We are still very much evolving in our linguistic sensitivities. There was a time when "gyp" and "Indian giver" were bandied about freely, before people recognized those terms were racially derisive. Now, we wrestle – often poorly – with the multitude of ways we can verbally emasculate a guy. It starts, of course, with implying he's gay. These things are complicated, to be sure. What is outrageous in one context or audience can be the lingua franca in another. "Queer" can be empowering or insulting. "Gay" is fine – except when it's not. "Fag" and "faggot" are still popular, especially among ballplayers. And still unacceptable.

So now, with ever fewer colorful insults at their fingertips, macho men have to go down to the lexicographic C-list to express themselves. All the way down to "sissy" – the tepid "freakin'" of gay slurs. Last month, former Tampa Bay defensive star Warren Sapp railed on "Inside the NFL" that football has "gotten sissified, it really has. I mean, it's a bunch of sissies in there." Last week, a Wyoming high school's head football coach lost his job after handing players a "Hurt Feelings Report" that included a space for the "little sissy" to sign. The form, to be fair to the coach's love of a colorful phrase, also made free with terms like "queer," "pussy," "little bitch" and "woman-like hormones."

When you think of all the awful, hurtful things you can call a fellow human being, "sissy" isn't exactly tip-over-the-dinner-table-and-start-throwing-punches material. This past weekend, Occupy Toronto organized even a "Sissy Stroll" of solidarity. And those who use locker-room-level taunts frequently argue they're just kidding, just busting some balls. Can't you take a joke, everybody?
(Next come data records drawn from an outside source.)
Issue #1796, opened 2017-11-01
What's on page


jennpb:
## Type
- ✨ Feature

## Why?
- So we can get all /events and /exhibitions in one place, which will help us deal with past content
--> When an event is over, it shifts into the 'Past events' bucket
--> When an exhibition is over, it shifts into the 'Past exhibitions' bucket
- Migration of content from Drupal site

jamesgorrie:
Initial tasks:
- [ ] Create a page
- [ ] Fetch all current exhibitions and display on the page
- [ ] Apply visual design

jamesgorrie:
We have an all exhibitions page that performs quite well in for search engines.

When we've got a beautiful, really useful ex-ev landing page, we could think about redirecting this traffic to it.
https://www.google.co.uk/search?q=wellcome+collection+exhibitions

jamesgorrie:
@jennpb given this - could we setup the redirects and close this?
https://experience.wellcomecollection.org/exhibitions/

jamesgorrie:
List pages tracked here:
#1934
#1862

pollecuttn:
Description text needed:
- [ ] structured data
- [ ] meta description

pollecuttn:
Daily tours promo: https://github.com/wellcometrust/wellcomecollection.org/issues/2051

jennpb:
Here's the meta description for /whats-on:

`Discover all of the exhibitions, events and more on offer at Wellcome Collection, the free museum and library for the incurably curious.`

Does this mean we can finally close this issue?

PR #1890, opened 2017-11-30
Events listing page

### LINKED ISSUE #1892: Add JSON-LD to /events
https://github.com/wellcometrust/wellcomecollection.org/pull/1890/files#r154340124

davidpmccormick:
References #1796
Closes #1892 

## Value
- adds starter event listing page
- adds event unstyled event information to event page template

## Screenshot
`events/`
screen shot 2017-11-30 at 18 40 18

`events/:id`
localhost_3002_ev_wcpx8ygaah4q9wgn


events/app/package.json
```diff
@@ -24,5 +23,8 @@
       "babel-register"
     ],
     "babel": "inherit"
+  },
+  "devDependencies": {
+    "babel-plugin-transform-flow-strip-types": "^6.22.0"
```
jamesgorrie: This will be needed in prod too.

events/app/views/pages/event.njk
```diff
@@ -0,0 +1,80 @@
...
+
+  {# Contributors #}
+  {% for contributor in event.contributors %}
+    <img src="{{ contributor.person.image | convertImageUri(300) }}" alt="" />
+    <p>{{ contributor.person.name }}</p>
+    <span>{{ contributor.role.title }}</span>
+    <p>{{ contributor.person.description | safe }}</p>
+  {% endfor %}
+</article>
+{% endblock %}
```
jamesgorrie: FYI - I am going to override this.

events/app/views/pages/events.njk
```diff
@@ -0,0 +1,34 @@
+{% extends 'layout/default.njk' %}
+
+{% block pageMeta %}
+  {% set metaContent = {
+    type: 'website',
+    title: 'Events',
+    image: allEvents[0].image.contentUrl,
+    url: pageConfig.canonicalUri,
+    description: 'Past and present events at Wellcome Collection'
```
jamesgorrie: Let's try and get this written - not blocking, but good if we could.
@jennpb?

package.json
```diff
@@ -21,6 +21,7 @@
   },
   "homepage": "https://github.com/wellcometrust/wellcomecollection.org#readme",
   "devDependencies": {
+    "babel-cli": "^6.26.0",
```
jamesgorrie: Why is this needed here again?

server/index.js
```diff
@@ -1,21 +1,27 @@
...
 export const filters = filtersMap.toJS();
 export const model = {createPageConfig};
 export const prismicParsers = {
   parsePromoListItem,
-  parseExhibitionsDoc
+  parseExhibitionsDoc,
+  prismicImage,
+  asText
 };
+export {Prismic};
```
jamesgorrie: See here:
https://github.com/wellcometrust/wellcomecollection.org/pull/1879#discussion_r154101728

events/app/views/pages/events.njk
```diff
@@ -0,0 +1,34 @@
...
+  {% component 'open-graph', { pageConfig: pageConfig, metaContent: metaContent } %}
+  {% component 'twitter-card', { pageConfig: pageConfig, metaContent: metaContent } %}
+
+ <meta name="description" content="{{ metaContent.description }}" />
+{% endblock %}
+
+{% block body %}
+
+  <script type="application/ld+json">
+    {# TODO: add JSON+LD #}
```
jamesgorrie: Could this be part of the PR given that SEO is P1?
Or definitely the next step?

jamesgorrie: https://github.com/wellcometrust/wellcomecollection.org/issues/1892

events/app/views/components/event-promo/event-promo.njk
```diff
@@ -0,0 +1,15 @@
+{% set sizes = data.sizes if data.sizes else '100vw' %}
```
jamesgorrie: Where is this from? I can't see where data is passed in?

events/app/views/components/event-promo/event-promo.njk
```diff
@@ -0,0 +1,15 @@
...
+
+<a id="{{ model.id }}" href="{{ model.url }}" class="promo">
+  <div class="promo__image-container">
+    {% componentV2 'image', model.image, {}, {lazyload: true, sizesQueries: sizes, defaultSize: data.defaultSize} %}
+  </div>
+  <div class="promo__description font-HNL5-s">
+    <div class="promo__heading">
+      <h2 class="promo__title font-WB6-s">{{ model.title }}</h2>
+    </div>
+    <span>starts: {{ model.start }}</span>
```
jamesgorrie: Could we wrap these in `time`s?

events/app/views/pages/events.njk
jamesgorrie: Or can we put something really crap in here e.g. INSERT DESCRIPTION HERE, and address it when we can.

events/app/views/components/event-promo/event-promo.njk
davidpmccormick: Almost guaranteed that we'll need it (copied over from the current `promo` template), but you're right – I should take it out until such time as we're using it.

events/app/views/pages/event.njk
davidpmccormick: Sure thing.

events/app/views/pages/events.njk
davidpmccormick: @jamesgorrie I understood that you were tackling the Events JSON-LD stuff, so didn't want to duplicate the work. I think I got that from Slack – perhaps I misinterpreted something. I'll do it if you're not?

server/index.js
davidpmccormick: You might have to talk me through what you're thinking here – why, e.g., are we exporting two prismic-related services as separate things? https://github.com/wellcometrust/wellcomecollection.org/blob/master/server/index.js#L20-L21

jamesgorrie: The reason for this I suppose is that we;re retrospectively doing it, so should be retrospectively trying to clean up to.

That's my question here - we could export the root Prismic object and do all the predicate stuff in the specific services as @gestchild and you've done, but my thinking was to create the Prismic service, that abstracts that out and exports it to the exhibition service, which then only has to deal with the `Exhibition` type.

the point of having the Prismic service, is exactly that, making it a service.

it might also land up with optimisations being made once that could propagate to it's dependants, but that's a maybe-one-day...

jamesgorrie: See here for instance, where an abstraction in that service could propagate elsewhere saving time...
https://github.com/wellcometrust/wellcomecollection.org/pull/1879#discussion_r154880114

Yet the implications of the word – primarily as an adjective for all things swishy and supergay, and secondarily as "just not quite Chuck Norris-level manly" – betray a certain grotesqueness of character in those who still deploy it. It says, I'm so insecure about my gender identity I have to go looking for it in the toppings on a pizza. It says, Because you eschew pepperoni, you, sir, are the Cowardly Lion. It boils down to the age-old BS – that to be either a gay man or a female of any stripe is a crippling disability, an individual who is weak-willed and afraid of "abundance." It's a cheap shot. And any man whose concept of himself is so invested in such lazy put-downs is surely a big fat wuss.